A case of a 2-year-old patient was presented with hereditary hematuria associated with mental retardation (IQ<2d), convulsions, abnormal EEG and ocular abnormalities (rotatory nystagmus, strabismus, excessive myopia and moderately advanced visual cell degeneration). She was 5 years of age at the time of the present report.
The parents were first cousins and had 4 children, one of whom (the second brother) had symptoms similar to the present patient, showing hematuria, mental retardation and convulsions. There were no histories of deafness or of death from renal failure in her pedigree.
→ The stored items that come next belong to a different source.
PR #315, opened 2026-06-23
Allow modifier keys only on physical keyboards and ignore on virtual keyboards

michael:


michael:
See: https://discuss.prosemirror.net/t/shift-enter-in-mobile-phones/4903/6

PR #1849, opened 2026-06-01
fix(bridge): detect silent pipeline init failure and configurable watchdog

chiefmojo:
## Summary

Two fixes to the daemon bridge startup path that prevent silent scoring outages when `core.init()` hangs.

### Problem
When the bridge starts in daemon mode, `core.init()` runs synchronously and can take 90–180 seconds for large databases (Qwen 235B scoring 250+ trace episodes). During this window:

1. The HTTP server is not yet serving, so the Python adapter's startup probe times out and spawns a replacement daemon — the original bridge is left running headless.
2. If `core.init()` neither resolves nor rejects (silent hang, e.g. LLM provider unreachable), the bridge appears healthy but the scoring pipeline is never wired. All subsequent episodes are captured but never scored.

### Fix 1: async `core.init()` with `pipelineReady` flag
`core.init()` is now kicked off in the background immediately after the HTTP server binds. Health endpoints report `pipelineReady: false` until init completes, allowing the adapter to distinguish "starting" from "stuck". The HTTP server stays responsive to probes throughout init.

### Fix 2: init watchdog (`initWatchdogMs`)
A configurable timeout (default 120 s, config key `bridge.initWatchdogMs`) races against `core.init()`. If init does not complete within the window, the bridge force-exits so the gateway respawns a fresh process rather than silently dropping scoring for hours.

**Note for operators:** Production experience shows scoring for large databases (250+ traces) can take 90–180 s. The 120 s default is intentionally conservative. Installations with large databases or slow LLM providers should set `initWatchdogMs` to at least 300 000 (5 minutes).

## Test plan
- [ ] Small DB: `core.init()` completes well before watchdog — normal startup
- [ ] Simulated slow init: `pipelineReady: false` visible in `/api/v1/health` during init
- [ ] Simulated hung init: bridge exits after `initWatchdogMs` ms, gateway respawns


Memtensor-AI:

- Run: `tr-cbfca4de-0dd` on cloud test-engine `10011`
- memos_local_plugin/unit: 136 passed, 0 failed, 0 skipped

shinetata:
Thanks! Neither the `pipelineReady` flag nor the `initWatchdog` force-exit made it in — `main` keeps the init-before-serve ordering and mitigates stuck/slow init via a cached-probe TTL and the viewer-start lock in `daemon_manager.py`. A watchdog that force-exits and respawns would also race the PID-file singleton guard that now owns daemon lifetime.

Closing as not-adopted; if silent scoring stalls still happen on latest `main`, a focused issue with logs would be the best next step.

PR #1862, opened 2026-06-02
fix(neo4j): cascade delete vectors from Qdrant when deleting memory nodes

AYin-Z:
## Description

`delete_node_by_prams()` only ran `DETACH DELETE` on Neo4j, leaving orphan vectors behind in Qdrant. Every memory deletion via the API created a leaked vector in Qdrant with no corresponding Neo4j node.

## Root Cause

The write path (`add_node` / `add_nodes_batch`) is symmetric — it writes to both Neo4j and Qdrant in the same method. But the delete path only touched Neo4j:

```python
# Before: count then delete Neo4j only
count_query = f"MATCH (n:Memory) WHERE ... RETURN count(n) AS node_count"
...
session.run("MATCH (n:Memory) WHERE ... DETACH DELETE n", **params)
# ← No vec_db.delete() call
```

Note that `clear()` and the newer `delete_node_by_mem_cube_id()` both correctly call `vec_db.delete()` — this was simply an omission in `delete_node_by_prams`.

## Fix

1. Replace `count_query` with an `ids_query` that collects node IDs
2. Delete from Neo4j (same as before)
3. Call `self.vec_db.delete(deleted_ids)` after successful Neo4j deletion

## Verification

- `BaseVecDB.delete(ids)` is an abstract method with working implementations in both QdrantVecDB and MilvusVecDB
- `self.vec_db` is initialized in the constructor and used elsewhere in the same class
- The fix gracefully falls back with a warning log if Qdrant cleanup fails

### DIFF
--- a/src/memos/graph_dbs/neo4j_community.py
+++ b/src/memos/graph_dbs/neo4j_community.py
@@ -1038,31 +1038,44 @@ class Neo4jCommunityGraphDB(Neo4jGraphDB):
             f"[delete_node_by_prams] Deleting nodes - memory_ids: {memory_ids}, file_ids: {file_ids}, filter: {filter}"
         )
 
-        # First count matching nodes to get accurate count
-        count_query = f"MATCH (n:Memory) WHERE {ids_where} RETURN count(n) AS node_count"
-        logger.info(f"[delete_node_by_prams] count_query: {count_query}")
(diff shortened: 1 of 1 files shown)


Memtensor-AI:

- Run: `tr-c67f3a71-38d` on cloud test-engine `10011`
- memos_python_core/changed-python-source: 2 passed, 0 failed, 0 skipped

PR #1917, opened 2026-06-12
fix(bridge): detect hermes chat with global flags in bridge status check

### LINKED ISSUE #1915: fix(memos-local-plugin): bridge status detection misses hermes chat with global flags
## Description

In `apps/memos-local-plugin/bridge.cts`, the `isHermesChatRunning()` function uses `pgrep -f "hermes chat"` to detect whether a Hermes chat session is active. This pattern only matches when `"hermes"` and `"chat"` are adjacent tokens in the process command line.

However, the `hermes` CLI supports global flags that are placed **before** the subcommand. For example, the `--skills` flag (and others like `-m`, `--provider`) can be used either as chat-level flags:

```
hermes chat --skills memory-routing
```

or as global flags:

```
hermes --skills memory-routing chat
```

In the latter case, the process command line becomes:

```
/usr/local/lib/hermes-agent/venv/bin/hermes --skills memory-routing chat
```

The substring `"hermes chat"` does not appear contiguously here, so `pgrep -f "hermes chat"` returns no match even though a chat session is actively running.

## Impact

This only affects the **daemon mode** bridge (`--daemon` flag), where `applyStaleRule()` uses `isHermesChatRunning()` to upgrade the status from `"disconnected"` to `"reconnecting"`. The stdio mode (the default when started via memtensor provider or systemd) is not affected — it manages its own lifecycle via the stdio connection directly.

## Suggested Fix

Replace the fixed-string pattern with a regex that allows optional flags between `"hermes"` and `"chat"`:

```diff
-    const out = childProcess.execFileSync("pgrep", ["-f", "hermes chat"], {
+    const out = childProcess.execFileSync("pgrep", ["-f", "hermes\\s.*chat\\b"], {
```

This pattern matches `"hermes"` followed by a whitespace character, then any characters (including flags), then `"chat"` at a word boundary. It covers both:

- `hermes chat` (adjacent, no flags)
- `hermes --skills memory-routing chat` (global flags before subcommand)
- `hermes chat --skills memory-routing` (flags after subcommand, already matched by the original pattern)

The risk of false positives is minimal — matching a process that contains `"hermes"` and `"chat"` in unrelated positions on the same command line is unlikely in practice.

## Environment

- Hermes Agent: any version supporting global flags before subcommands
- memos-local-plugin: any version (confirmed in v2.0.19 / npm v2.0.7)
- Platform: Linux (Ubuntu/Debian based)

lb1192176991-lab:
Fixes #1915

The `isHermesChatRunning()` function in `bridge.cts` uses `pgrep -f "hermes chat"` which fails when global flags are placed before the subcommand (e.g., `hermes --skills memory-routing chat`).

Changed the pattern to a regex `"hermes\\s.*chat\\b"` that matches:
- `hermes chat` (adjacent)
- `hermes --flags chat` (global flags before subcommand)
- `hermes chat --flags` (flags after subcommand, already worked)

### DIFF
--- a/.github/ISSUE_TEMPLATE/bug-report.yml
+++ b/.github/ISSUE_TEMPLATE/bug-report.yml
@@ -1,7 +1,7 @@
 name: "\U0001F41B Bug Report"
 description: Report a bug to help us improve MemOS | 报告错误以帮助我们改进 MemOS
 title: "fix: "
-labels: ["bug", "pending"]
+labels: ["bug"]
 body:
 
   - type: checkboxes
--- a/.github/ISSUE_TEMPLATE/feature-request.yml
+++ b/.github/ISSUE_TEMPLATE/feature-request.yml
@@ -1,7 +1,7 @@
 name: "\U0001F680 Feature request"
 description: Submit a request for a new feature | 申请添加新功能
 title: "feat: "
-labels: ["enhancement", "pending"]
+labels: ["enhancement"]
 body:
 
   - type: checkboxes
--- a/apps/memos-local-openclaw/index.ts
+++ b/apps/memos-local-openclaw/index.ts
@@ -13,6 +13,7 @@ import { createRequire } from "node:module";
 import { fileURLToPath } from "url";
 import { buildContext } from "./src/config";
 import type { HostModelsConfig } from "./src/openclaw-api";
+import { isPathInside } from "./src/path-utils";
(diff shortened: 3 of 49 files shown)


Memtensor-AI:
Closed as superseded by dev-v2.0.22. After merging dev-v2.0.22 into this branch, the PR has no remaining file diff. The Hermes chat global-flag detection fix is already present in bridge/hermes-process.ts with unit coverage.

PR #1921, opened 2026-06-15
fix(memos-local-plugin): system message ordering + local endpoint apiKey relaxation

redashes1984:
## Changes

This PR fixes two issues in `memOS-local-plugin` core/llm providers that block self-hosted deployments using local inference servers (e.g., vLLM, llama.cpp) with Qwen3.6 and similar models.

---

### Fix 1: System message ordering (HTTP 400 from vLLM)

**File:** `apps/memos-local-plugin/core/llm/client.ts`

**Problem:** When using Qwen3.6 via vLLM, `skill.crystallize` and `reward.r_human` LLM calls fail with:

```
jinja2.exceptions.TemplateError: System message must be at the beginning.
```

Root cause: `normalizeMessages()` passed the input array unchanged, so dynamically constructed messages could place `role: "system"` after user/assistant turns. Qwen3.6\`s Jinja2 chat template enforces system messages at the start.

**Impact:** ~2,300 HTTP 400 errors per day on a single deployment.

**Fix:** `normalizeMessages()` now:
1. Extracts all system messages regardless of position
2. Merges them into a single leading system message
3. Appends all non-system messages in original order

Includes a fast path: if there is exactly one system message already at position 0 with no later systems, the original array is returned unchanged (zero allocation overhead).

---

### Fix 2: apiKey is required even for local endpoints

**File:** `apps/memos-local-plugin/core/llm/providers/openai.ts`

**Problem:** `openai_compatible` provider throws `LLM_UNAVAILABLE: openai_compatible provider requires config.llm.apiKey` even when the endpoint is a local self-hosted inference server (e.g., `http://10.10.4.8:8000/v1`) that does not require authentication.

**Impact:** Users cannot use the `openai_compatible` provider with local vLLM/llama.cpp deployments without setting a dummy apiKey.

**Fix:** Added `isLocalhostOrPrivateUrl()` helper that detects:
- `localhost`, `127.0.0.1`, `::1`
- Private IP ranges: `10.x.x.x`, `172.16-31.x.x`, `192.168.x.x`

When the endpoint is a private/local address, `apiKey` becomes optional. The `Authorization` header is only sent when `apiKey` is configured. Cloud endpoints (e.g., `api.openai.com`) still require `apiKey` as before.

---

## Testing

Verified on a live deployment with Qwen3.6-27B-FP8 via vLLM:

| Metric | Before | After |
|--------|--------|-------|
| HTTP 400 errors (system message ordering) | ~2,300/day | 0 |
| LLM_UNAVAILABLE errors (apiKey) | 100% | 0 |
| skill.crystallize failures | 100% | 0 |
| reward.r_human failures | 100% | 0 |


Memtensor-AI:

**Details:** Executor error: Command failed: git clone --depth 1 --branch fix/system-message-ordering git@github.com:MemTensor/MemOS.git /data/test-workspaces/4168e0a73dc81413/repo
Cloning into '/data/test-workspaces/4168e0a73dc81413/repo'...
warning: Could not find remote branch fix/system-message-ordering to clone.
fatal: Remote branch fix/system-message-ordering not found in upstream origin
**Branch:** `fix/system-message-ordering`

PR #1933, opened 2026-06-16
fix(memos-local): L2 candidate stuck + bridge subprocess leak

a844810597:
## Fix 1: L2 Candidate Policy stuck in candidate

A candidate policy whose support/gain satisfy thresholds but is no longer
cosine-matched by any trace never enters touched and nextStatus()
is never executed. Add Step 5 after Step 4 to scan all candidate policies.

apps/memos-local-plugin/core/memory/l2/l2.ts +42/-1

## Fix 2: Bridge subprocess leak via weakref + __del__

The keepalive thread closure captured self directly, creating a reference
cycle that prevented GC. Combined with missing __del__, leaked providers
leave bridge subprocesses alive indefinitely.

1. weakref — break the reference cycle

Biochemical studies, endocrine studies, chromosome analysis and renal function tests of the patient were all within normal limits. Urinalysis for 3 years showed slight positive or negative reaction for protein and always revealed numerous red cells in the sediments. Histological findings of the kidney obtained at two biopsies with an interval of one year were characterized by hyalinization or fetal appearance of the glomeruli in a small number, slight cell infiltration and red cell casts in some tubules just as seen in Alport's syndrome in childhood, and electron microscopical finding of the kidney was normal or showed a slight thickening of the basement membrane.
It is likely that in our own case a new type of hereditary hematuria is discovered, which might be caused by a genetically controlled defect in an enzyme system common to portions of the renal, cerebral and ocular tissues, although the exact nature of the defect was not clarified.